= Work to complete =
Every line containing "number" should be identified and copied from the data below.
======
PR #738, opened 2023-05-19
RefineOpForFP16(2)

xiaowuhu:
Refine aten_isfinite by adding cast at beginning, so it can support all float dtypes.
The original implementation 'self: Union[FLOAT, DOUBLE]' is only for skip the testcase. When used with FP16, it will failed.

I wrote some Notes in ops_test_data.py, just like:
```python
# List for different input dtype testing flag
# Added Cast inside below functions so they can support all real dtypes naturally
# -- isfinite, isinf, isneginf, isposinf
# Note:
# Converter fp32 to fp16 model is a significant feature for end users,
# another approach is to add cast before/after the function call,
# that way we also need a list to remember which function need cast
OPINFO_FUNCTION_TARGET_DTYPE: dict[
    str,
    tuple[Any, ...],
] = {
...
```
We have a list, so we can know the functions those we made this kind of change.
If we have some other better solutions that can support this scenario, we can also revert this change.

### DIFF
--- a/onnxscript/function_libs/torch_lib/ops/core.py
+++ b/onnxscript/function_libs/torch_lib/ops/core.py
@@ -3171,9 +3171,10 @@ def aten_isfinite(self: TFloatOrBFloat16) -> BOOL:
 
 
 @torch_op("aten::isinf")
-def aten_isinf(self: Union[FLOAT, DOUBLE]) -> BOOL:
+def aten_isinf(self: TFloatOrBFloat16) -> BOOL:
     """isinf(Tensor self) -> Tensor"""
 
+    self = op.Cast(self, to=FLOAT.dtype)  # Make this function support all float types
     return op.IsInf(self)
 
 
@@ -3181,20 +3182,23 @@ def aten_isinf(self: Union[FLOAT, DOUBLE]) -> BOOL:
 def aten_isnan(self: TFloatOrBFloat16) -> BOOL:
     """isnan(Tensor self) -> Tensor"""
 
+    self = op.Cast(self, to=FLOAT.dtype)  # Make this function support all float types
     return op.IsNaN(self)
 
 
 @torch_op("aten::isneginf")
-def aten_isneginf(self: TReal) -> BOOL:
+def aten_isneginf(self: TFloatOrBFloat16) -> BOOL:
     """isneginf(Tensor self) -> Tensor"""
 
+    self = op.Cast(self, to=FLOAT.dtype)  # Make this function support all float types
     return op.And(op.Less(self, 0), op.IsInf(self))
 
 
 @torch_op("aten::isposinf")
-def aten_isposinf(self: TReal) -> BOOL:
+def aten_isposinf(self: TFloatOrBFloat16) -> BOOL:
     """isposinf(Tensor self) -> Tensor"""
 
+    self = op.Cast(self, to=FLOAT.dtype)  # Make this function support all float types
     return op.And(op.Greater(self, 0), op.IsInf(self))
 
 
--- a/onnxscript/function_libs/torch_lib/ops/core.py
+++ b/onnxscript/function_libs/torch_lib/ops/core.py
@@ -3164,7 +3164,8 @@ def aten_isclose(
 def aten_isfinite(self: TFloatOrBFloat16) -> BOOL:
     """isfinite(Tensor self) -> Tensor"""
 
-    self = op.Cast(self, to=FLOAT.dtype)  # Make this function support all real types
+    # Added Cast inside the function so it can support all real dtypes naturally
+    self = op.Cast(self, to=FLOAT.dtype)
     not_inf = op.Not(op.IsInf(self))  # op.IsInf() only support FLOAT and DOUBLE
     not_nan = op.Not(op.IsNaN(self))  # TODO: The test case doesnt cover this condition
     return op.And(not_inf, not_nan)
@@ -3189,7 +3190,8 @@ def aten_isnan(self: TFloatOrBFloat16) -> BOOL:
 def aten_isneginf(self: TFloatOrBFloat16) -> BOOL:
     """isneginf(Tensor self) -> Tensor"""
 
-    self = op.Cast(self, to=FLOAT.dtype)  # Make this function support all float types
+    # Added Cast inside the function so it can support all real dtypes naturally
+    self = op.Cast(self, to=FLOAT.dtype)
     return op.And(op.Less(self, 0), op.IsInf(self))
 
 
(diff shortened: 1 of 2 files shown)


fatcat-z (approved):

onnxscript/function_libs/torch_lib/ops/core.py
```diff
@@ -3164,36 +3164,41 @@ def aten_isclose(
 def aten_isfinite(self: TFloatOrBFloat16) -> BOOL:
     """isfinite(Tensor self) -> Tensor"""
 
-    not_inf = op.Not(op.IsInf(self))
+    self = op.Cast(self, to=FLOAT.dtype)  # Make this function support all real types
```
titaiwangms, line 3167: This op.Cast makes no sense to me. op.IsInf simply doesn't support float16. I would change input annotation to TFloatUnlessFloat16

onnxscript/function_libs/torch_lib/ops/core.py
```diff
@@ -3164,36 +3164,41 @@ def aten_isclose(
...
 
+    self = op.Cast(self, to=FLOAT.dtype)  # Make this function support all float types
     return op.IsInf(self)
 
 
 @torch_op("aten::isnan")
 def aten_isnan(self: TFloatOrBFloat16) -> BOOL:
     """isnan(Tensor self) -> Tensor"""
 
+    self = op.Cast(self, to=FLOAT.dtype)  # Make this function support all float types
```
titaiwangms, line 3185: I don't have error without this op.Cast

onnxscript/function_libs/torch_lib/ops/core.py
```diff
@@ -3164,36 +3164,41 @@ def aten_isclose(
...
     not_nan = op.Not(op.IsNaN(self))  # TODO: The test case doesnt cover this condition
     return op.And(not_inf, not_nan)
 
 
 @torch_op("aten::isinf")
-def aten_isinf(self: Union[FLOAT, DOUBLE]) -> BOOL:
+def aten_isinf(self: TFloatOrBFloat16) -> BOOL:
     """isinf(Tensor self) -> Tensor"""
 
+    self = op.Cast(self, to=FLOAT.dtype)  # Make this function support all float types
```
titaiwangms, line 3177: Op simply doesn't support float16.

onnxscript/tests/function_libs/torch_lib/ops_test_data.py
```diff
@@ -811,12 +811,12 @@ def _where_input_wrangler(
         matcher=lambda sample: sample.args[1] == 2,
         reason="fixme: 'bicubic' mode in ORT implemented differently with Torch",
     ),
-    xfail(
+    skip(
```
titaiwangms, line 814: Some float16 test cases passed?

titaiwangms (changes requested):
Sorry I have to request changes. I don't think adding op.Cast is a good idea, specfically when the op spec states it doesn't support certain dtype. Even this is some upcast/downcast strategy you want to apply on torchlib, I still think we should keep the function inside cleaner, and apply upcast/downcast strategy externally.

onnxscript/function_libs/torch_lib/ops/core.py
xiaowuhu: Yes, your consideration is also reasonable. Although I think I'm right, while I cannot say you are wrong. :)
If the annotation TFloaUnlessFloat16 can help when programmatically convert the model to fp16, I'm OK.

titaiwangms: Although OnnxFunction doesn't have to have the same spec as ONNX, our annotation rule rn is to annotate them by the intersection of type constraints of used Ops. Adding Cast here to expand the function support is really weird. Even if we wanted to expand the dtype support  by upcast/downcast, we should do it in converter side IMO.

titaiwangms: @justinchuby and I discussed about adding upcast/downcast into the dispatcher to support more dtype that are out of ONNX spec. Maybe it's similar to what you wanted to do here?

titaiwangms: I wasn't in the discussion, could you elaborate more detail about why we definitely need to support fp16 on a function using non-support fp16 op?

onnxscript/tests/function_libs/torch_lib/ops_test_data.py
xiaowuhu: No relation with float16 here. I just think it should be skip instead of xfail. But I don't have strong reason.

onnxscript/function_libs/torch_lib/ops/core.py
xiaowuhu: Similar thought but different way. I think FP16 is special, because almost all the users will convert fp32 model to fp16 (because I maintain the convert_fp32_to_fp16 tool in onnxmltools, so I know). For other dtypes such as int64 or double, I think the priority is low, or even don't need to care about.

onnxscript/function_libs/torch_lib/ops/core.py
xiaowuhu: Yes, should be by mistake.

onnxscript/function_libs/torch_lib/ops/core.py
titaiwangms: I see. Could you find somewhere good to put a NOTE something like "FP16 is special case that we support with inserting op.Cast inside function."?

titaiwangms (approved):
I can't say I fully understand the issue we would like to address with special support on FP16, but I am also far from the owner of torchlib. Please put a NOTE with these special considerations we have in somewhere of torchlib, so people would know we have special treatment for FP16. THanks!

xiaowuhu:
> I can't say I fully understand the issue we would like to address with special support on FP16, but I am also far from the owner of torchlib. Please put a NOTE with these special considerations we have in somewhere of torchlib, so people would know we have special treatment for FP16. THanks!

Sure, let me think about it.

justinchuby:
Thanks for the discussion! Personally I would look at this from a correctness point of view: when we insert the cast, is the function still correct for all supported input types? E.g. when the input is a big float64 number (that is out of float32’s range), would the cast make a finite number infinite?

xiaowuhu:
A too big number is meaningless for our scenario (We are working in DL domain, in most time, which the number represent the probability 0~1).
The fact is ORT might also not support fp64 mode. With your assumption, we can do nothing for this case.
======
= Answer section =
Thanks for the discussion! Personally I would look at this from a correctness point of view: when we insert the cast, is the function still correct for all supported input types? E.g. when the input is a big float64 number (that is out of float32’s range), would the cast make a finite number infinite?
A too big number is meaningless for our scenario (We are working in DL domain, in most time, which the number represent the probability 0~1).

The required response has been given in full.